The relative roles of innovation & continuity are a central topic of debate surrounding contemporary music, and to some extent have been central issues throughout the history of art music. In order to be "classical," continuity must be present in some sense, and although innovation per se need not be present in every work, it is equally true that a new work cannot be exactly like an old one. What frequently distinguishes masterpieces from more ordinary music is an ability to transcend such a simple duality. Machaut's output is among the most transcendent in this sense, and so serves well to orient a discussion of the broader topic. Machaut's output as a whole reinforces the impact of his individual works, both by placing them into a more sophisticated context and by providing an overarching framework which serves to connect them to earlier & later compositional styles. Machaut's innovations must be seen therefore as inherent to establishing the continuity of his oeuvre, whether by strengthening connections between genres or by suggesting implications which drove subsequent music history.

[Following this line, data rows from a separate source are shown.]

PR #26189, opened 2026-06-14
fix(Core/Combat): After evade NPC not Attack

Unkn87:
## Changes Proposed:

This PR proposes changes to:
-  [ -] Core (units, players, creatures, game systems).

## Issues Addressed:
After evade NPC not Attack. Not all. I notice this bug in Darnassus NPC (guards and Ancien of War).
Image
and if i am attack one other (after evade) not attack:
Image

Revert some missing code from https://github.com/azerothcore/azerothcore-wotlk/pull/25516

### DIFF
--- a/src/server/game/AI/CreatureAI.cpp
+++ b/src/server/game/AI/CreatureAI.cpp
@@ -309,9 +309,12 @@ void CreatureAI::EngagementOver()
 
 void CreatureAI::JustExitedCombat()
 {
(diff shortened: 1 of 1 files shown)


blinkysc:
JustExitedCombat() must be no-op. If scripted then you can override, otherwise if smartAI just needs deliberate behavior.

EDIT: Its because GuardAI

blinkysc:
@Unkn87 please see https://github.com/azerothcore/azerothcore-wotlk/pull/26196 can give it a test too ;)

When discussing Machaut's poetry, it is already evident that his breadth of style was enormous. The effect of composing in an old-fashioned and poorly preserved form such as the lai in juxtaposition with emerging genres such as the rondeau & ballade cannot be underestimated, even if the differences between them seem less evident to us today. The composers who provide some precedent for Machaut, Jehannot de l'Escurel & Adam de la Halle, include only partial music for their few extended narrative works, and indeed it has been suggested that an important portion of that music consists of quotes from traditional tunes. It is almost impossible to appreciate Machaut's lais due to the lack of surviving precedent, but that he did not neglect such a genre is suggestive of his personality, as is his basic technical redefinition of it. The distinction between secular verse forms, centered on either traditional narrative or courtly songs of troubadours & trouvères, and more technical polyphonic styles such as the motet was still rather severe until shortly before Machaut's time. Individual composers who are known to have written both polyphonic & monophonic works comprise a short list, and other than a few pregnant side-by-side appearances such as in the Roman de Fauvel, the idioms were almost entirely separate. Even in the relatively extensive catalog of Adam de la Halle, the secular polyphonic works are short and mostly in note-against-note style, as opposed to the more technical orientation of the Petronian motet. Machaut's polyphonic songs represent an amazing synthesis on this basis, not only on account of their innovations, but also due to the previously separate lyrics threads which are developed and combined.

Much can be made of Machaut's use of vertical intervals in polyphonic music, as he often seems to follow some conventions of the Ars Antiqua rather than entirely those of the early Ars Nova. One possible conclusion is that whereas the originators of the Ars Nova sought to differentiate their vertical style from earlier music, Machaut felt no such need. Ars Nova notation was primarily a scholastic development centering on the Latin motet, serving to bring to conclusion a series of steps taken to refine rhythmic divisions. Embracing it so enthusiastically for lyric poetry in the first place may have been linked directly to Machaut's taste for polyphonic songs, but in any event the simultaneity of these two developments is much of what makes Machaut's output so singular. Much as Machaut seems to have felt no need to differentiate his vertical style from Ars Antiqua music, he seems to have adopted the improved rhythmic prescription of the Ars Nova notation as a means toward a more nuanced notation of older rhythmic patterns as much as for any consciously novel features allowed for the first time. In this we can see that Machaut was a very practical, apolitical musician. So much so, in fact, that others (specifically musicologist Emmy te Nijenhuis) have noted similarities between Machaut's style of rhythmic variation of melody and that of one of my other principal interests, Carnatic music (in neraval). There is no implication here that Machaut borrowed from Indian musicians or vice versa, unless the ideas are simply reflective of a murky Indo-European bardic tradition or even the patterns of the human mind, but the sheer practicality and musicality of Machaut's concerns are underlined by this correspondence. Machaut's approach to harmony, however, remains resoundingly his own.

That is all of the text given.